Windows PowerShell
By: Scott Swigart

UNIX administrators and programmers have long lived in an environment that provides rich scripting support. Conversely, Windows has relied on GUIs to perform administrative tasks. As a result, the barrier to learning Windows administration is low, but automating administrative tasks is substantially more complex on Windows than on UNIX.

More than a decade after releasing its first server OS, Microsoft is finally releasing a powerful scripting shell known as Windows PowerShell. At first glance, PowerShell seems to replicate many typical scripting environments. Through PowerShell, you can execute system commands, which Microsoft calls cmdlets, and pipe the results to other cmdlets. There are also aliases for commands, which gives the impression of a UNIX rip-off. For example, “ls” lists files and “ps” lists processes. But if you dig a bit deeper, you’ll find that PowerShell is fundamentally different.

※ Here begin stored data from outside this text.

PR #1979, opened 2020-02-27
fix(1710): UNSTABLE build should not trigger join job

tkyi:
## Context

Some bugs with the new parallel fork join feature:
- UNSTABLE builds should be considered a build failure
- pipelines with a single external chain (no join) should start the build; this only happens when the parent builds contains a pipeline ID that matches the next build's pipeline ID

## Objective

This PR fixes the above issues.

## References

Related to #1710 

## License


plugins/builds/index.js
```diff
@@ -995,6 +995,21 @@ exports.register = (server, options, next) => {
...
+                        chainPR: externalPipeline.chainPR
+                    });
+                    const joinObjForJoin = nextJobsForJoin.reduce((obj, jobName) => {
+                        obj[jobName] = workflowParser
+                            .getSrcForJoin(parentWorkflowGraph, { jobName });
+
+                        return obj;
+                    }, {});
+                    const joinListForJoin = joinObjForJoin[externalJobName];
+                    const joinListNamesForJoin = joinListForJoin ?
```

Shell environments have previously been text-generating and -parsing systems. The output of one command is piped into the next as a string. Text-parsing features comprise a significant portion of the scripting feature set. PowerShell is different. Because it's built on top of the Windows .NET Framework, objects (and not strings) are piped from one cmdlet to the next.

For example, the output from this PowerShell cmdlet

PS C:\> ps explorer

Handles  NPM(K)    PM(K)      WS(K) VM(M)   CPU(s)     Id ProcessName
-------  ------    -----      ----- -----   ------     -- -----------
   1140      33    41156      61364   195 1,503.41    420 explorer

looks pretty typical for a UNIX “ps” command. However, consider the following:

PS C:\> ps explorer | format-list -property *

__NounName                 : Process
Name                       : explorer
Handles                    : 1140
VM                         : 203956224
WS                         : 62836736
PM                         : 42143744
NPM                        : 34112
Path                       : C:\WINDOWS\Explorer.EXE

This PowerShell cmdlet returns a list of .NET Framework Process objects. By piping those objects to the Format-List cmdlet, you can output each object property and its value. If you want just one specific value, you can use a cmdlet as simple as

PS C:\> (get-process explorer).WorkingSet64
62816256

PowerShell lets you execute any .exe or .cmd files, so your favorite command-line utilities aren't lost. PowerShell also has native knowledge of Windows Management Instrumentation (WMI) through the Get-WmiObject cmdlet. 

Microsoft now has a truly powerful scripting environment that unifies existing command-line utilities, WMI, and the .NET Framework. Even so, it’s highly doubtful that Windows admins will switch over to primarily scripting administrative tasks. Using GUIs is simply too engrained and provides high productivity for discrete operations. That being said, PowerShell opens the door to administrative scripting that even a UNIX admin might envy.